A journey to the cross is a journey to repentance. It’s a journey to deep personal change. Will you take this journey with me?
In today’s reading, from The Soldier Who Killed a King, Marcus is in a discussion with his friend and fellow centurion, Renaldo. They are at the Roman bathhouse at the end of a long day. Date: Wednesday, April 5th, 30 A.D.
I sat down again beside the pool and let my feet dangle in the tepid water. Renaldo put his hand on my shoulder as he eased himself down into a similar position.
“So what do you mean by that? How do you think this will end?” he asked.
“This Galilean prophet’s days may be numbered. He’s stirred up a hornet’s nest by kicking those merchants and money changers out of the temple. He’s offended and humiliated the high priest and his clan. He’s cut off a major source of their temple revenue. He called the Pharisees a brood of vipers. And if that’s not enough, he predicted that their power, their kingdom as he calls it, will be taken from them and then given to others.”
I paused and kicked my right foot out straight, scattering a shower of drops onto the flat surface of the water. “You don’t say and do those kinds of things without creating some enemies. I’d say he’s sealed his own fate.”
With a furrowed brow, Renaldo asked, “Where’d you get this information?”
“Claudius. Claudius told me. Yesterday I had him sit in on one of the prophet’s teaching sessions. It was quite an eye-opener. Jesus doesn’t just heal the poor; he takes a skewer to the bloated rich. He’s publicly opposed the rich and powerful in this town, and his opposition has been right to their face. If nothing else, the man’s got courage.”
I drummed my fingers on the poolside tiles and then continued. “I tell you, Renaldo, they won’t stand for it. They’re probably hatching some plot to do away with him right now, as we’re sitting here talking.”
“Yeah, but he healed all those kids,” he said. “Doesn’t that show that the God of heaven is working through him?”
“The God of heaven? Do you honestly think that matters to them? This is all about money and power. That’s their real god. Jesus is a threat to their money and their positions of power. Healing a few poor kids, the offspring of the unclean—that isn’t going to mean a thing to them. You’re right. You hit the nail on the head. They’re puffed-up swine that care only about themselves. There isn’t a drop of mercy in them.” Then with scathing irony I added, “But they’re right. They’re always right. Right to the letter of the law.”
“So what do you think they’ll do?”
“I’m not sure. But I know what they won’t do. They won’t arrest him with that crowd around him. They know better than that. They’d have a bloody riot on their hands. There’s no doubt about that.”
Thought after thought came racing in as I considered the implications of my own words. “They might wait till after Passover when the crowds leave, but then Jesus would probably leave with the crowds and head right back to Galilee. Then he’d be out of their hands. No.” I hesitated and then briskly snapped my fingers. “I think they’ll try to act now, if they can. He’s humiliated them in front of the people. They won’t stand for that. Caiaphas won’t stand for it. Jesus has co-opted the high priest’s authority right within the temple courts. Blood will flow because of it. Mark my words. It will flow.”
“But what could they do to him? What crime has he committed?” Renaldo reasoned. “You know the Jews can’t condemn a man to death. They can’t have him crucified. They would have to bring him before Pilate.”

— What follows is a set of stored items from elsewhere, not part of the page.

PR #179, opened 2024-04-24
The PR for adding the template for the tutorial and bug fixes

shaoqx:
- Add a template for the tutorial
- Add functions in ARMer for re-run
- fix bugs

### DIFF
--- a/enzy_htp/core/file_system.py
+++ b/enzy_htp/core/file_system.py
@@ -161,11 +161,21 @@ def get_valid_temp_name(fname: str, is_symlink: bool = False) -> str:
     if is_symlink:
         while Path(result_fname).is_symlink():
             idx += 1
-            result_fname = f"{fname[:-len(suffix)]}_{str(idx)}{suffix}"
+            if len(suffix) == 0: # the fname is a dir
+                while fname.endswith("/"):
+                    fname = fname[:-1]
+                result_fname = f"{fname}_{str(idx)}{suffix}"
+            else:
+                result_fname = f"{fname[:-len(suffix)]}_{str(idx)}{suffix}"
     else:
-        while os.path.isfile(result_fname):
+        while os.path.isfile(result_fname) or os.path.isdir(result_fname):
             idx += 1
-            result_fname = f"{fname[:-len(suffix)]}_{str(idx)}{suffix}"
+            if len(suffix) == 0: # the fname is a dir
+                while fname.endswith("/"):
+                    fname = fname[:-1]
+                result_fname = f"{fname}_{str(idx)}{suffix}"
+            else:
+                result_fname = f"{fname[:-len(suffix)]}_{str(idx)}{suffix}"
     return result_fname
 
 
--- a/enzy_htp/core/file_system.py
+++ b/enzy_htp/core/file_system.py
@@ -164,18 +164,18 @@ def get_valid_temp_name(fname: str, is_symlink: bool = False) -> str:
             if len(suffix) == 0: # the fname is a dir
                 while fname.endswith("/"):
                     fname = fname[:-1]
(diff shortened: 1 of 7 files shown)


enzy_htp/core/file_system.py
chrisjurich, line 1: Can this be changed to format the temp name generation as `<name>_0001.txt`, `<name>_0002.txt`... etc.? I have found it kinda frustrating to see how many of something exist and padding it with zeros makes it easier to `ls` in directories and see what has been done. I think this would only entail changing line 178 from 
```
result_fname = f"{fname[:-len(suffix)]}_{str(idx)}{suffix}"
```
to 
```
result_fname = f"{fname[:-len(suffix)]}_{idx:04d}{suffix}"
```
and obviously the same change for the other parts.

enzy_htp/geometry/sampling.py
```diff
@@ -121,15 +121,15 @@ def equi_md_sampling(stru: Structure,
         temperature=[(0, 0), (0.05*0.9, prod_temperature), (-1, prod_temperature)],
         constrain=[freeze_backbone] + prod_constrain)
 
-    equi_step = parent_interface.build_md_step(
```
chrisjurich, line 124: good catch on the naming.

enzy_htp/geometry/sampling.py
```diff
@@ -344,7 +344,7 @@ def _serial_md_steps(
     results = []
     for i in range(parallel_runs):
         # create job path
-        sub_work_dir = f"{work_dir}/rep_{i}"
+        sub_work_dir = fs.get_valid_temp_name(f"{work_dir}/rep_{i}")
```
chrisjurich, line 347: Could we also do zero padding for `rep_{i}`? the change is only to `rep_{i:04d}'

template/template_hpc_submission.sh
```diff
@@ -16,11 +16,9 @@ source /home/shaoq1/bin/amber_env/amber-accre.sh
 # Multiwfn
 module load GCC/6.4.0-2.28  OpenMPI/2.1.1
 export KMP_STACKSIZE=200000000
-export Multiwfnpath=/home/jiany37/Software_installed/Multiwfn_3.7_bin_Linux_noGUI
+export Multiwfnpath=/home/shaoq1/bin/Multiwfn_3.7_bin_Linux_noGUI
```
chrisjurich, line 19: rip paul

template/template_main.py
chrisjurich, line 1: Good job cleaning this up. I think it is much easier to read and follow now

test/core/test_file_system.py
chrisjurich, line 1: This will need to be changed if we do the zero padding

chrisjurich (changes requested):
The only change that I request is padding out file names with zeroes. I think it makes it much easier to read and work with files during analysis.

enzy_htp/geometry/sampling.py
shaoqx: Changed!

enzy_htp/core/file_system.py
shaoqx: Changed!

template/template_hpc_submission.sh
shaoqx: lolll

template/template_main.py
shaoqx: :)

test/core/test_file_system.py
shaoqx: Just changed and passed

shaoqx:
Thank you! I have addressed all the comments!

chrisjurich (approved):

chrisjurich:
Looks good! Thanks for incorporating the proposed changes.

PR #182, opened 2024-06-06
Bugfix: fix 2 bugs about solvent and cache

shaoqx:
Fix 2 bugs:
1. bug discovered by @SwordJack about MDCRD parser
2. a potential caused by cache var

### DIFF
--- a/enzy_htp/_interface/amber_interface.py
+++ b/enzy_htp/_interface/amber_interface.py
@@ -2240,6 +2240,29 @@ class AmberInterface(BaseInterface):
         contents = "\n".join(contents)
         self.run_cpptraj(contents)
 
+    def remove_traj_solvent(
+            self,
+            traj_path: str,
+            prmtop_path: str,
+            out_path: str,
+            ) -> None:
+        """remove solvent in an Amber traj file using cpptraj
+        Args:
+            nc_path: The path to the .nc/.mdcrd file as a str().
+            prmtop_path: The path to the prmtop file as str().
+            out_path: the output MDCRD file path.
+        """
+        contents: List[str] = [
+            f"parm {prmtop_path}",
+            f"trajin {traj_path}",
+            "strip :WAT,Cl-,Na+",
+            f"trajout {out_path}",
+            "run",
+            "quit",
+        ]
+        contents = "\n".join(contents)
+        self.run_cpptraj(contents)
+
     # region == TODO ==
     def add_charges(self, stru: Structure, prmtop: str) -> None:
         """Method that adds RESP charges from a .prmtop file to the supplied Structure object. If the supplied prmtop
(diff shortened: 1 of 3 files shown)


SwordJack:
Hi Shao,

I've added round brackets to calls to the `stru.structures` method in `enzy_htp.analysis.spi_metric`. The test will raise following `TypeError` unless the round brackets are added.

```bash
>       for ss in stru.structures:
E       TypeError: 'method' object is not iterable

../../enzy_htp/analysis/spi.py:80: TypeError
========================================================================== short test summary info ==========================================================================
FAILED test_spi.py::test_spi_consistent_with_old_enzyhtp - TypeError: 'method' object is not iterable
======================================================================= 1 failed in 133.53s (0:02:13) =======================================================================
```

After the modification, the test is now able to be passed.

Best,
Zhong.

enzy_htp/_interface/amber_interface.py
```diff
@@ -2321,6 +2344,15 @@ def get_coordinates(self, mdcrd: str) -> Generator[List[List[float]], None, None
...
+
+        # remove solvent
+        if remove_solvent:
+            temp_dir = eh_config["system.SCRATCH_DIR"]
+            fs.safe_mkdir(temp_dir)
+            new_mdcrd = fs.get_valid_temp_name(f"{temp_dir}/mdcrd_parser_temp_rm_sol.mdcrd")
+            self.parent_interface.remove_traj_solvent(mdcrd, self.prmtop_file, new_mdcrd)
+            mdcrd = new_mdcrd
+
         with open(mdcrd) as f:
```
chrisjurich, line 2356: You can do this without having to use a while statement and it would be simpler I believe. you basically just want to parse in the whole thing as a giant buffer and read through it

enzy_htp/analysis/spi.py
```diff
@@ -47,7 +47,7 @@ def spi_metric(
         stru = stru.from_single_stru( stru )
 
     result = list()
-    for ss in stru.structures:
+    for ss in stru.structures():
```
chrisjurich, line 50: I'm not crazy about this change. Basically, the error originates from the cases when `get_itself` is the coord_parser given to the `StructureEnsemble` at construction. As such, I think it makes more sense to alter the `structures()` property/function in the class definition. .

test/analysis/test_spi.py
chrisjurich, line 1: Same comment as in `enzy_htp/analysis/spi.py`

chrisjurich (approved):
Looks good to me! Merge it in

enzy_htp/analysis/spi.py
chrisjurich: I take back what I said. At some point `structures()` was changed to not be a `property` and this attribute was not updated. Great catch!

PR #187, opened 2024-09-05
Shaoqz/hotfix dispatch kwarg

shaoqx:
Highlight and semi-fix a problem caused by Plum ignoring keyword arguments in dispatch
https://beartype.github.io/plum/keyword_arguments.html


shaoqx:
Also added an Common Errors & Solutions in the doc

PR #189, opened 2024-10-07
Shaoqz/bigblue supp

shaoqx:
Add support for BigBlue
Also fixed a bug in the Gaussian Interface


enzy_htp/structure/chain.py
chrisjurich, line 1: What lousy person put that there huh

setup.py
chrisjurich, line 1: good catch!

chrisjurich (approved):
Looks good! Go big blue.

enzy_htp/structure/chain.py
shaoqx: lol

“Yes,” I said, “but accidents happen in the dark of the night. And Renaldo, I think you underestimate the old Weasel. If anyone can twist the law to his own liking, Caiaphas can. That Weasel can kill his prey in more than one way. The big question is, can he get his hands on the prophet?”
“So you really think there’ll be a confrontation?”
“Absolutely. From what I saw on Monday, the confrontation has already started. It started when Jesus kicked out the merchants. Later, when I was there, the high priest’s men questioned him, but he wouldn’t back down. Then yesterday, according to Claudius, he humiliated Caiaphas and his delegation right in front of the crowd. Like I said, he called the Pharisees and the teachers of the law a pack of hypocrites and a brood of vipers. I’d call that a confrontation. And he didn’t do it out in the desert; he did it right in front of them, in front of the pilgrims, and right in their holy place. I tell you, the man’s got guts.”
“But”—I paused to emphasize my point—“I’m just waiting for the other side to strike back. And they will.”
I made a long, sweeping motion with a pointed index finger and then stabbed down spear-like into my friend’s bare ribs. “I’m sure they will.”
Instinctively, Renaldo recoiled, shrugged off my antics, and then said, “But you don’t think he’s a threat to Rome?”
“Not from what I’ve seen or heard. But he is a threat to Caiaphas. Right now he’s their problem. And that’s where I want to leave him. If blood’s going to flow, I don’t want it getting on these hands.”